Issue #518, opened 2017-06-01
Change gray edge threshold value to percent scale (0 - 100%)


kdahlquist:
Leftover issue from #264.  Gray threshold value should be shown as percent, 0 - 100%, instead of fraction from 0 - 1.  @mihirsamdarshi noted that this wasn't a straightforward change and left it for later work.

mihirsamdarshi:
This is taking longer than I expected, but I hope to push something to fix this problem by this Wednesday's work session.

mihirsamdarshi:
I can't seem to figure this one out, because of the way that I designed the variable gray threshold. I think I have found a way to fix it, by appending a string to the value, however I am not sure how to incorporate it yet. I will try to fix this later this week.

kdahlquist:
@mihirsamdarshi is looking at the code for zoom on how to do this.

mihirsamdarshi:
I've figured out how to actually do this, now I simply have to implement my solution

dondi:
@mihirsamdarshi I saw the PR; I submitted a review. One small note and you should be good to go.

kdahlquist:
@yshin4 merged the PR.  However, she does not have rights/does not know how to make the changes live on the server.  Who has rights to do that these days?

mihirsamdarshi:
@yshin4 check issue #388 to generate an SSH key, and send that to Dondi to gain access to the server

yshin4:
@mihirsamdarshi oh, I do have the ssh key from last year. How do I make changes live on the server?

mihirsamdarshi:
https://github.com/dondi/GRNsight/wiki/Quick-Guide-to-Refreshing-GRNsight

yshin4:
@mihirsamdarshi nice, thanks! Followed the guide but I did not know why we would have to do multiple screens, so I just did it once. Tell me if I am wrong. But other than that I pulled on the server.

mihirsamdarshi:
@yshin4 you do have to screen multiple times. currently beta is down.

yshin4:
@mihirsamdarshi Yeah, sorry I didn't know how many times to do it. I reported to dondi an hour ago and he said he'll give it a look when he's in front of a computer. I tried to reset the pull and changed the head to a previous commit and pull again, but screens were already all closed. Let me know if you know a fix.

dondi:
[...]

PR #569, opened 2018-02-26
finished percent label #518

mihirsamdarshi:
this took way longer than it should have in hindsight

### DIFF
--- a/web-client/public/js/sliders.js
+++ b/web-client/public/js/sliders.js
@@ -183,7 +183,7 @@ var sliderGroupController = function (sliderArray) {
 };
 
 // Gray Threshold Slider Settings
-var updateGrayThresholdValue = function () {
+var outputUpdate = function () {
     var value = Math.round(($("#grayThresholdInput").val() * 100));
     $("#grayThresholdValue").html(value + "%");
 };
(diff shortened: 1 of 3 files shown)


mihirsamdarshi:
Pull Request Checklist

web-client/public/js/sliders.js
```diff
@@ -183,9 +183,7 @@ var sliderGroupController = function (sliderArray) {
...
 
 // Gray Threshold Slider Settings
-var graySlider = document.getElementById("grayThresholdInput");
-
-var outputUpdate = function (val) {
-    // val = Math.round(val * 100) + '%';
-    document.querySelector("#grayThresholdValue").value = val;
+var outputUpdate = function () {
+    var value = Math.round(($("#grayThresholdInput").val() * 100));
+    $("#grayThresholdValue").html(value + "%");
```
dondi: You can use `text` here instead of `html`, since the string you are setting doesn't have any HTML markup in it. As a general principle, you want to always use the "minimal" function that does the work that you need. In this case, since you don't need HTML to set the new value, you can opt for `text`:
```javascript
    $("#grayThresholdValue").text(value + "%");
```

mihirsamdarshi: fixed, thanks for the feedback

yshin4:
Since PR checklist is done, and dondi approves, will go ahead and merge.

▬▬▬

▶ **Task to complete**
Copy all lines from the entries that contain the word "Math".

▶ **Answer to this exercise**
     var value = Math.round(($("#grayThresholdInput").val() * 100));
-    // val = Math.round(val * 100) + '%';
+    var value = Math.round(($("#grayThresholdInput").val() * 100));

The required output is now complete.